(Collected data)
○ ○ ○

Issue #426, opened 2015-11-18
[fvt]2.11:bmcdiscover return message need modified on ubuntu 


junxiawang:
1.download the  latest build
2.env:
root@c910f03c05k05:~# cat /etc/*-release
DISTRIB_ID=Ubuntu
DISTRIB_RELEASE=14.04
DISTRIB_CODENAME=trusty
DISTRIB_DESCRIPTION="Ubuntu 14.04.3 LTS"
NAME="Ubuntu"
VERSION="14.04.3 LTS, Trusty Tahr"
ID=ubuntu
ID_LIKE=debian
PRETTY_NAME="Ubuntu 14.04.3 LTS"
VERSION_ID="14.04"
HOME_URL="http://www.ubuntu.com/"
SUPPORT_URL="http://help.ubuntu.com/"
BUG_REPORT_URL="http://bugs.launchpad.net/ubuntu/"
root@c910f03c05k05:~# uname -a
Linux c910f03c05k05 3.16.0-34-generic #47~14.04.1-Ubuntu SMP Fri Apr 10 17:49:46 UTC 2015 ppc64le ppc64le ppc64le GNU/Linux
root@c910f03c05k05:~# 
3.root@c910f03c05k05:~#  bmcdiscover -s nmap --range 50.3.9.1
Warning: other error for node-32030901
50.3.9.1
root@c910f03c05k05:~# echo $?
0
------------------------->I find the bmc but still give error info here so the message need modified

bybai:
In bmcdiscover.pm:
```
        } elsif ($output =~ /error : unauthorized name/){
            xCAT::MsgUtils->message("I", {data=>["Warning: bmc username is incorrect for $node"]}, $::CALLBACK);
        } elsif ($output =~ /RAKP \S* \S* is invalid/) {
            xCAT::MsgUtils->message("I", {data=>["Warning: bmc password is incorrect for $node"]}, $::CALLBACK);
        }
else {
        xCAT::MsgUtils->message("I", {data=>["Warning: other error for $node"]}, $::CALLBACK);-----------------> useless.
  }
```

PR #427, opened 2015-11-18
issue426 bmcdiscover return message need modified on ubuntu

bybai:
Details refer to #426 .

bmcdiscover just checks if username or password is correct for bmc, and return bmcip or node definition. So there is a confused and useless warning message "Warning: other error for $node".


zet809:
Seems OK to me, I agree to merge.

○ ○ ○

### Work to complete
The entries shown above must be reproduced in full, exactly as written.

### Solution for this exercise
Issue #426, opened 2015-11-18
[fvt]2.11:bmcdiscover return message need modified on ubuntu 


junxiawang:
1.download the  latest build
2.env:
root@c910f03c05k05:~# cat /etc/*-release
DISTRIB_ID=Ubuntu
DISTRIB_RELEASE=14.04
DISTRIB_CODENAME=trusty
DISTRIB_DESCRIPTION="Ubuntu 14.04.3 LTS"
NAME="Ubuntu"
VERSION="14.04.3 LTS, Trusty Tahr"
ID=ubuntu
ID_LIKE=debian
PRETTY_NAME="Ubuntu 14.04.3 LTS"
VERSION_ID="14.04"
HOME_URL="http://www.ubuntu.com/"
SUPPORT_URL="http://help.ubuntu.com/"
BUG_REPORT_URL="http://bugs.launchpad.net/ubuntu/"
root@c910f03c05k05:~# uname -a
Linux c910f03c05k05 3.16.0-34-generic #47~14.04.1-Ubuntu SMP Fri Apr 10 17:49:46 UTC 2015 ppc64le ppc64le ppc64le GNU/Linux
root@c910f03c05k05:~# 
3.root@c910f03c05k05:~#  bmcdiscover -s nmap --range 50.3.9.1
Warning: other error for node-32030901
50.3.9.1
root@c910f03c05k05:~# echo $?
0
------------------------->I find the bmc but still give error info here so the message need modified

bybai:
In bmcdiscover.pm:
```
        } elsif ($output =~ /error : unauthorized name/){
            xCAT::MsgUtils->message("I", {data=>["Warning: bmc username is incorrect for $node"]}, $::CALLBACK);
        } elsif ($output =~ /RAKP \S* \S* is invalid/) {
            xCAT::MsgUtils->message("I", {data=>["Warning: bmc password is incorrect for $node"]}, $::CALLBACK);
        }
else {
        xCAT::MsgUtils->message("I", {data=>["Warning: other error for $node"]}, $::CALLBACK);-----------------> useless.
  }
```

PR #427, opened 2015-11-18
issue426 bmcdiscover return message need modified on ubuntu

bybai:
Details refer to #426 .

bmcdiscover just checks if username or password is correct for bmc, and return bmcip or node definition. So there is a confused and useless warning message "Warning: other error for $node".


zet809:
Seems OK to me, I agree to merge.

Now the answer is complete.